I come from very poor beginnings but both my mother and grandfather worked. No-one I ever knew, even people poorer than my family, were garbage pickers. My first glimpse of people raiding the trash was one early morning at my house when I saw someone pulling a cart up to mine and my neighbors recycling boxes. He/she (I can't remember) took only cans...pop cans or beer cans. I was a little shocked and felt quite sorry for the person to be needing money that badly.
Living in this apartment building, I see a lot of this done now. Each time it has been a man pushing a grocery cart very early in the morning and raiding our recycling bins for pop or beer cans. I'm not sure if it's the same man each time but he is always neatly dressed and doesn't look like a street person. Again, my heart goes out to him and I feel guilty for my own good fortune.

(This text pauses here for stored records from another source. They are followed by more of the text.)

PR #5021, opened 2017-03-06
Show Login Failure Message if Login Attempt Fails

omgitsbillryan:
This little bug was _executing_ `window.close()` instead of passing the function as an object to `onClick`

### DIFF
--- a/src/js/auth/containers/AuthApp.jsx
+++ b/src/js/auth/containers/AuthApp.jsx
@@ -84,7 +84,7 @@ class AuthApp extends React.Component {
         <div>
           <h3>We are sorry that we could not successfully log you in.</h3>
           <h3>Please call the Vets.gov Help Desk at 1-855-574-7286. We're open Monday‒Friday, 8:00 a.m.‒8:00 p.m. (ET).</h3>
-          <button onClick={window.close()}>Close</button>
+          <button onClick={window.close}>Close</button>
         </div>
       );
     }


jcmeloni-usds:
@robbiethegeek-usds Who can review this for Bill?

robbiethegeek-usds:
Hey @jbalboni can you review and confirm and LGTM.

src/js/auth/containers/AuthApp.jsx
```diff
@@ -84,7 +84,7 @@ class AuthApp extends React.Component {
         <div>
           <h3>We are sorry that we could not successfully log you in.</h3>
           <h3>Please call the Vets.gov Help Desk at 1-855-574-7286. We're open Monday‒Friday, 8:00 a.m.‒8:00 p.m. (ET).</h3>
-          <button onClick={window.close()}>Close</button>
+          <button onClick={window.close}>Close</button>
```
jbalboni: This is fine, but it makes me a little antsy because you would normally want to bind this function so it has the right `this` value when executed (e.g. `window.close.bind(window)`). It doesn't cause any problems here because `window` is the global context, I think.

jbalboni (approved):

src/js/auth/containers/AuthApp.jsx
omgitsbillryan: Sorry for the delay - I did some quick manual testing to see if I could get `window.close` to call on the wrong `window` and couldn't do it.  I think both `window.close` & `window.close.bind(window)` are equivalent here.  I'll yield to whatever you think is better.

jbalboni: I think we can leave it the way it is.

This afternoon I was relaxing out on the balcony when I heard a loud clatter of bottles banging against each other. It sounded like someone was walking through my parking lot with a bag of bottles. I remained in my chair but could see a man walking out of my parking lot and down into the grassy area of the ravine. He was carrying quite a few bags as he crawled under the droopy leaves of a large tree becoming almost completely hidden as he scrambled about. I thought that he might be a homeless person and that was his lair...thinking about it now, it could be!

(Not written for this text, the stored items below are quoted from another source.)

PR #5024, opened 2017-03-06
Fix address country schema issue

jbalboni:
Related to [1487](https://github.com/department-of-veterans-affairs/vets.gov-team/issues/1487)

You can submit an address without a country, which will cause backend validation issues.

This changes it so that there's no blank option in the country dropdown and also cleans up some of the way we handle empty address objects.

screen shot 2017-03-06 at 12 54 32 pm


src/js/common/schemaform/Address.jsx
```diff
@@ -166,7 +176,7 @@ class Address extends React.Component {
             onBlur={onBlur}/>
         <SchemaField
             name="state"
-            required={_.includes(['USA', 'CAN', 'MEX'], formData.country) && schema.required}
+            required={_.includes(['USA', 'CAN', 'MEX'], formData.country) && !!schema.required}
```
jbalboni: This fixes a prop type warning

src/js/common/schemaform/widgets/SelectWidget.jsx
```diff
@@ -49,7 +49,7 @@ function SelectWidget({
           const newValue = getValue(event, multiple);
           onChange(processValue(schema, newValue));
         }}>
-      <option value="">{placeholder}</option>
+      {!schema.default && <option value="">{placeholder}</option>}
```
jbalboni: This is the primary change. This is what the non-customized SelectWidget does in rjsf.

test/common/schemaform/widgets/SelectWidget.unit.spec.jsx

He scrambled back out but now only carrying a couple of bags, having left the noisy bags with bottles deep under the tree. He walked back to my apartment recycling bins and a couple of others I could see but it didn't look like he was able to find anything. I would describe him as small and thin, maybe in his late 50's, dressed in drab but not ragged clothes. He had no grocery cart so it might be a completely different man than the one I saw previously.
I feel very sorry for his plight and don't mind one bit that he makes a few dollars from our recycling bins but I do have one concern now. I'm a little worried he's camping out under that tree. And I wonder how many other people in this great city of mine is so down and out that they are living their lives in the same way.
We all have a picture in our heads of people who live on the streets and we think they all look like bums. This man did not look that way. Poverty seems to have a much different face than what I had thought.
Like I said, my family was poor but we lived in a clean apartment and ate well cooked meals. I guess I never really knew what true poverty was because I thought it was only living on low incomes. Street poverty, where someone has to raid dumpsters or recycling bins in order to survive, is a brand new reality for me.
There, but for the grace of whoever, go you or me.